Note the nearly 10X boost in the data copy and the additional 14X boost in the loss function performance. Keep in mind that padding may increase the use of the GPU memory. In our case, this increase is less than 1%.

While the runtime of our loss function has improved dramatically, we note that the vast majority of the calculations that are performed in the loss functions are immediately masked away. We can’t help but wonder whether there is a way to further improve the performance by avoiding these redundant operations. In the next section, we will explore the opportunities provided by using custom CUDA kernels.

# Creating a Custom CUDA Kernel

Many tutorials will highlight the difficulty of creating CUDA kernels and the high entrance barrier. While mastering CUDA development and tuning kernels to maximize the utilization of the GPU could indeed require years of experience as well as an intimate understanding of the GPU architecture, we strongly believe that even a novice (but ambitious) CUDA enthusiast/ML developer can succeed at — and greatly benefit from — building custom CUDA kernels. In this section we will take PyTorch’s (relatively simple) example of a C++/CUDA extension for PyTorch and enhance it with a GIOU kernel. We will do this in two stages: First we will naïvely carry over all of the GIOU logic to C++/CUDA to assess the performance impact of *kernel fusion.* Then, we will take advantage of our new-found low-level control to add conditional logic and reduce unneeded arithmetic operations.

Developing CUDA kernels allows you to determine the core logic that is performed in each of the GPU threads and how these are distributed onto the underlying GPU *streaming multiprocessors* (SMs). Doing this in the most optimal manner requires an expert understanding of the GPU architecture including the different levels of GPU memory, memory bandwidth, the on-chip acceleration engines (e.g., TensorCores), the supported number of concurrent threads per SM and how they are scheduled, and much much more. What makes things even more complicated is that these properties can vary between GPU generations and flavors. See this blog for a very basic, but very easy, introduction to CUDA.

## Step 1 — Kernel Fusion

Looking back at the Trace view of our last experiment, you may notice that the forward pass of our loss calculation includes roughly thirty independent arithmetic operations which translate to launching and running an independent CUDA kernel (as can be seen by simply counting the number of *cudaLaunchKernel* events). This can negatively impact performance in a number of ways. For example:

- Each kernel launch requires dedicated communication between the CPU and GPU — something we always try to minimize.
- Each kernel needs to wait for the previous kernel to be completed before running. Sometimes, this can’t be avoided, but in some cases, such as ours — where most of the operations are performed “per-pixel”, it can.
- The use of many independent kernels can have implications on how the GPU memory is used.
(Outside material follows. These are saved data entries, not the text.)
PR #200, opened 2016-06-16
Adapt the logging of the interceptor

buehner:
The interceptor is logging a lot on the DEBUG level. I think some information could only be logged on the TRACE level.


marcjansen:
Agreed. Please merge

PR #201, opened 2016-06-17
Use request in response interceptor

buehner:
All Response-interceptors from the package `de.terrestris.shogun2.util.interceptor` now have a new parameter `MutableHttpServletRequest request`. This makes sense as the request object contains basic information that may be necessary/useful in custom implementations of a response interceptor.

There is also a small change in the static util methods of `MutableHttpServletRequest`, so that these methods can also be used with a `HttpServletRequest`.

This PR also adapts the tests and the release notes. Please review.


marcjansen:
Can you fix the build? I am +1 once the checks are green

KaiVolland:
What about this PR?

marcjansen:
Good to go IMO

PR #202, opened 2016-06-27
Fix interceptor bugs

buehner:
This is an enhancement for the interceptor:

* There was a bug when a HTTP (GET) request had multiple, comma-separated values in one parameter, e.g. `LAYERS=A,B`, which resulted in `LAYERS=AB`. de3c922 fixes this.
* 6e27bda is a more solid way to check for the existance of a key. the previous version is not save as a map could also contain `null` as a value...

Please review


marcjansen:
Cool, thanks. I would have prefered two PRs and possibly tests but I am nonetheless `+1`

PR #203, opened 2016-07-05
Fixed the password reset workflow

weskamm:
This PR fixes the currently broken password reset workflow.

1.) The `PasswordResetTokenService` now uses the `userDao` in method `sendResetPasswordMail` as the user who triggers this request cannot login because of his lost password and therefore has no authentication, which would be needed when using the service methods.

2.) The `@PreAuthorize` annotation in method `updatePassword` of `UserService` has been removed completely, as this method is also triggered by a non-logged-in user with no authentication.

Finally, minor typos have been fixed.

I am open to discussion if this is the way to go, but some projects are currenlty broken by the current state


buehner:
Using the `userDao` in this scenario (without authentication) makes sense!

Regarding the `updatePassword` method: This seems a bit dangerous, but as long as this method is only called by a controller that accepts a token (which _secures_ the process here), it should be OK.

:+1:

weskamm:
Thanks, merging

PR #204, opened 2016-07-08
Removed transfer-encoding:chunked header in httputil

weskamm:
The HttpClient automatically handles the chunked transfer-encoding when requesting resources, and returns non chunked content. But currently we copy all headers from the original response to the final response, which declarates the answer as chunked, which it is not at that moment. So we do not set the header for responses, if present in original response


buehner:
nice catch. :+1: 

feel free to merge, if travis is happy.

weskamm:
tahnks

dnlkoch:
+1!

Optimization through *kernel fusion* attempts to reduce this overhead by combining these operations into a lower number of kernels so as to reduce the overhead of multiple kernels.

In the code block below, we define a kernel that performs our GIOU on a single bounding-box prediction-target pair. We use a 1-D grid to allocate thread blocks of size *256* each where each block corresponds to one sample in the training batch and each thread corresponds to one bounding box in the sample. Thus, each thread — uniquely identified by a combination of the *block* and *thread* IDs — receives the predictions (*boxes1*) and targets (*boxes2*) and performs the GIOU calculation on the single bounding box determined by the IDs. As before, the “validity” of the bounding box is controlled by the value of the target boxes. In particular, the GIOU is explicitly zeroed wherever the corresponding box is invalid.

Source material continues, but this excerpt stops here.